**SUPPLIED DATA**
PR #1637, opened 2024-01-02
[openstack_blockstorage_volume_v3] Create cinder volume from backup

ZdenekPesek:
Close: https://github.com/terraform-provider-openstack/terraform-provider-openstack/issues/1636

### DIFF
--- a/openstack/resource_openstack_blockstorage_volume_v3.go
+++ b/openstack/resource_openstack_blockstorage_volume_v3.go
@@ -93,6 +93,11 @@ func resourceBlockStorageVolumeV3() *schema.Resource {
 				ForceNew: true,
 			},
 
+			"backup_id": {
+				Type:     schema.TypeString,
+				Optional: true,
+			},
+
 			"volume_type": {
 				Type:     schema.TypeString,
 				Optional: true,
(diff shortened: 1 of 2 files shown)


openstack/resource_openstack_blockstorage_volume_v3.go
```diff
@@ -93,6 +93,11 @@ func resourceBlockStorageVolumeV3() *schema.Resource {
 				ForceNew: true,
 			},
 
+			"backup_id": {
+				Type:     schema.TypeString,
+				Optional: true,
+			},
```
nikParasyr, line 99: Also `ForceNew: true,` should be set

openstack/resource_openstack_blockstorage_volume_v3.go
```diff
@@ -193,6 +198,7 @@ func resourceBlockStorageVolumeV3Create(ctx context.Context, d *schema.ResourceD
 		ConsistencyGroupID: d.Get("consistency_group_id").(string),
 		Description:        d.Get("description").(string),
 		ImageID:            d.Get("image_id").(string),
+		BackupID:           d.Get("backup_id").(string),
```
nikParasyr, line 201: When the user has defined `backup_id` you need to set the blockstorage client microversion to 3.47

nikParasyr (changes requested):
@ZdenekPesek Hello. thanks for opening this.

Have left a couple of comments.

Moreover there should be a test case for this and also docs should be updated.

openstack/resource_openstack_blockstorage_volume_v3.go
kayrus: I think there should be a conflict set for all sources:
* `snapshot_id`
* `source_vol_id`
* `image_id`
* `backup_id`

**WHAT NEEDS TO BE DONE**
Copy the lines of the listing exactly. Skip none.

**REPLY TO THE EXERCISE**
PR #1637, opened 2024-01-02
[openstack_blockstorage_volume_v3] Create cinder volume from backup

ZdenekPesek:
Close: https://github.com/terraform-provider-openstack/terraform-provider-openstack/issues/1636

### DIFF
--- a/openstack/resource_openstack_blockstorage_volume_v3.go
+++ b/openstack/resource_openstack_blockstorage_volume_v3.go
@@ -93,6 +93,11 @@ func resourceBlockStorageVolumeV3() *schema.Resource {
 				ForceNew: true,
 			},
 
+			"backup_id": {
+				Type:     schema.TypeString,
+				Optional: true,
+			},
+
 			"volume_type": {
 				Type:     schema.TypeString,
 				Optional: true,
(diff shortened: 1 of 2 files shown)


openstack/resource_openstack_blockstorage_volume_v3.go
```diff
@@ -93,6 +93,11 @@ func resourceBlockStorageVolumeV3() *schema.Resource {
 				ForceNew: true,
 			},
 
+			"backup_id": {
+				Type:     schema.TypeString,
+				Optional: true,
+			},
```
nikParasyr, line 99: Also `ForceNew: true,` should be set

openstack/resource_openstack_blockstorage_volume_v3.go
```diff
@@ -193,6 +198,7 @@ func resourceBlockStorageVolumeV3Create(ctx context.Context, d *schema.ResourceD
 		ConsistencyGroupID: d.Get("consistency_group_id").(string),
 		Description:        d.Get("description").(string),
 		ImageID:            d.Get("image_id").(string),
+		BackupID:           d.Get("backup_id").(string),
```
nikParasyr, line 201: When the user has defined `backup_id` you need to set the blockstorage client microversion to 3.47

nikParasyr (changes requested):
@ZdenekPesek Hello. thanks for opening this.

Have left a couple of comments.

Moreover there should be a test case for this and also docs should be updated.

openstack/resource_openstack_blockstorage_volume_v3.go
kayrus: I think there should be a conflict set for all sources:
* `snapshot_id`
* `source_vol_id`
* `image_id`
* `backup_id`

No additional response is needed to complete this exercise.